Home > Of Honey and Wildfires(8)

Of Honey and Wildfires(8)
Author: Sarah Chorn

Footsteps, and then a stranger’s face in the doorway. Pale blue skin, straight indigo hair, and lapis eyes. She was beautiful, short and curvy, and her round face reminded me of the moon. There was a glow in her eyes that put me at ease. “Come on out,” she said. “My name’s Imogen, and I won’t hurt you. ”

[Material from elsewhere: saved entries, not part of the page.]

PR #917, opened 2014-12-16
Allow user configuration of RPL hop-by-hop option

laurentderu:
Although Hop-by-hop option is extremely useful, it is not mandatory in RPL. This PR allows to deactivate properly RPL HBH


nvt:
This looks OK, but the comment for the option should preferably specify the behavior a little bit in more detail; e.g., say that we still handle incoming hop-by-hop options from other nodes.

laurentderu:
Comment updated as asked

nvt:
:+1:

PR #918, opened 2014-12-16
Multi DODAG support

laurentderu:
Currently Contiki only updates rank of parent belonging to the active DAG, parents belonging to other DAGs keep their initial rank even when receiving DIO from them.

This PR adds a mechanism to update the rank of these parents and also prevent the DODAG Root to join another DAG. With #912, a node can be part of MAX_DODAG_PER_INSTANCE DODAGs and drops dead ones.

### DIFF
--- a/core/net/rpl/rpl-dag.c
+++ b/core/net/rpl/rpl-dag.c
@@ -741,6 +741,9 @@ rpl_select_parent(rpl_dag_t *dag)
 
   if(best != NULL) {
     rpl_set_preferred_parent(dag, best);
+    dag->rank = dag->instance->of->calculate_rank(dag->preferred_parent, 0);
+  } else {
+    dag->rank = INFINITE_RANK;
   }
 
   return best;
--- a/core/net/rpl/rpl-dag.c
+++ b/core/net/rpl/rpl-dag.c
@@ -1285,6 +1285,9 @@ rpl_process_dio(uip_ipaddr_t *from, rpl_dio_t *dio)
     }
   }
 
+  /* Parent info has been updated, trigger rank recalculation */
+  p->flags |= RPL_PARENT_FLAG_UPDATED;
+
   PRINTF("RPL: preferred DAG ");
   PRINT6ADDR(&instance->current_dag->dag_id);
   PRINTF(", rank %u, min_rank %u, ",


core/net/rpl/rpl-dag.c
```diff
@@ -741,6 +741,7 @@ rpl_select_parent(rpl_dag_t *dag)
 
   if(best != NULL) {
     rpl_set_preferred_parent(dag, best);
+    dag->rank = dag->instance->of->calculate_rank(dag->preferred_parent, 0);
```
simonduq: Don't we also need to set the dag rank to infinite if there is no best parent?

core/net/rpl/rpl-dag.c
```diff
@@ -1023,8 +1024,9 @@ rpl_add_dag(uip_ipaddr_t *from, rpl_dio_t *dio)
   PRINTF("\n");
 
   ANNOTATE("#A join=%u\n", dag->dag_id.u8[sizeof(dag->dag_id) - 1]);
-
-  rpl_process_parent_event(instance, p);
+  if(dag->rank != ROOT_RANK(instance)) {
+    rpl_process_parent_event(instance, p);
+  }
```
simonduq: Why is this needed? A comment explaining this would be good!

core/net/rpl/rpl-dag.c
```diff
@@ -1282,6 +1302,9 @@ rpl_process_dio(uip_ipaddr_t *from, rpl_dio_t *dio)
     }
   }
 
+  //Parent info has been updated, trigger rank recalculation
```
simonduq: please use `/**/` comments instead

core/net/rpl/rpl-dag.c
```diff
@@ -1100,6 +1107,19 @@ rpl_recalculate_ranks(void)
     }
     p = nbr_table_next(rpl_parents, p);
   }
+  if (!updated) {
```
simonduq: the extra space after `if` should be removed

simonduq: I don't understand what this does. When no parent needed update, we update the preferred parent of every instance and dag? Clarification needed here

core/net/rpl/rpl-dag.c
laurentderu: Indeed, that is missing, I will add it

core/net/rpl/rpl-dag.c
laurentderu: rpl_process_parent_event() update the rank of the node, assuming it's a RPL router and not a Root. All the other calls to rpl_process_parent_event() are either protected the same way (rpl_process_dio() or global_repair()) or is never called (rpl_recalculate_ranks())

I will add a comment

core/net/rpl/rpl-dag.c
laurentderu: The PR and its commits are quite old, I believe this code was necessary when rpl_parents table did not exist and only the current dag parents were updated.

core/net/rpl/rpl-dag.c
laurentderu: Actually no longer needed since fd97136fee495ac0a261dbff642423a45db0ba0c

core/net/rpl/rpl-dag.c
laurentderu: I confirm, this is no longer needed, all the parents are now checked.

laurentderu:
PR updated and obsolete code removed. I let it run on during this week-end and network seems stable and multi-dodag still working.

simonduq:
:+1:

nvt:
:+1:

She crooned at me like I was a feral cat, and eventually, her voice lured me out onto the front porch, where I stood before the two women awkwardly, in a dress that felt like I was trying on someone else’s life, with my black hair in two tight braids. They studied me, and I shifted my feet under the heat of their gazes, butterflies alighting in my gut.

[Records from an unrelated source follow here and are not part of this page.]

PR #920, opened 2014-12-16
Support more than one pending slip message

laurentderu:
Currently, the slip buffer can contain only one pending packet, which means that if there is a burst of packets coming from the BR all but the first are discarded. This PR transforms the slip buffer into a circular buffer able to store an unlimited number of packets (as long as they fit into the buffer)

### DIFF
--- a/core/dev/slip.c
+++ b/core/dev/slip.c
@@ -81,7 +81,7 @@ enum {
  */
 
 static uint8_t state = STATE_TWOPACKETS;
-static uint16_t begin, end;
+static uint16_t begin, next_free;
 static uint8_t rxbuf[RX_BUFSIZE];
 static uint16_t pkt_end;		/* SLIP_END tracker. */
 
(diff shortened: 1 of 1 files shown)


simonduq:
Excellent feature! How thoroughly has this been tested?

laurentderu:
It has been used in 6LBR since quite a long time, so I think it's quite stable and it increase the packet reception rate quite significantly.
However, looking again at the diff more than a year later make me think that some refactoring could make the code more readable.

simonduq:
OK in that case I think you should just go ahead and merge that one when you're done reworking it

simonduq:
@laurentderu shall we merge this one?

neophob:
:+1:

laurentderu:
The code is not really optimized but I guess it's better in than lingering out...

alignan:
:+1:

simonduq:
The only thing that stops me from adding :+1: now is that SLIP is not covered by regression tests, so I'd like @laurentderu to confirm the version in this PR is a well-tested one.

alignan:
I think he already confirmed that, as it has been used in 6lbr

simonduq:
Right, sorry for some reason I assumed this had been rebased in between but this is not the case indeed

simonduq:
:+1:

laurentderu:
I will try to improve the slip-radio non-regression tests and submit a new PR for them soon

simonduq:
sounds great!

PR #922, opened 2014-12-17
Atmel 230bb: always increase the rx frame ringbuffer cursor in rf230_read()

atiselsts:
Avoids packet reordering in cases when RF230_CONF_RX_BUFFERS > 1.

Until now, the code moved the cursor forward to the next slot only if the reception of a packet was successful. That lead to continuous packet reception reordering after once seeing a corrupt packet. The patch simply moves to the next packet even if the current packet cannot be successfully received.

It also looks like that the RS230bb driver enables automatic CRC,  but does not check is on reception. I got a lot of corrupt packets up to Rime level. Probably can be worked around by enabling the software checksum. I did not attempt to verify or patch that.

### DIFF
--- a/cpu/avr/radio/rf230bb/rf230bb.c
+++ b/cpu/avr/radio/rf230bb/rf230bb.c
@@ -552,7 +552,19 @@ rf230_is_ready_to_send() {
 static void
 flushrx(void)
 {
+  /* Clear the length field to allow buffering of the next packet */
   rxframe[rxframe_head].length=0;
+  rxframe_head++;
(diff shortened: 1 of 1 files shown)


simonduq:
@malvira, can you take a look?
This does not pass the tests and hasn't raised much attention. If no more activity in the coming month, I'll close.

herjulf:
Well the patch is interesting and does not seem to cause any problems in our setups.
thanks

malvira:
Has been rebased and tests pass. herjulf has tested it out so I'll count that as a  +1 from a domain expert and merge.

“She’s not full shine, is she?” Imogen asked.

“I don’t know much,” Annie admitted. “After what happened at the refinery… well, at some point he met a woman who’d come out here from the Union and got a child on her.”

They studied me, and I shifted under their penetrating gazes.

“Jasper says they’d have done away with her if she was a baby,” Annie’s voice was trembling. Her eyes were red-rimmed. “You know the law, but now she’s a girl and they’ll just have to deal with her, elsewise it would cause a stir that would likely go beyond the Boundary and nobody wants that. But being a half-breed, and the daughter of Christopher Hobson… I just don’t know what to expect. We’re watched close enough as it is, if only because I share his blood. She’s just a child. It’s not her fault who her father is.”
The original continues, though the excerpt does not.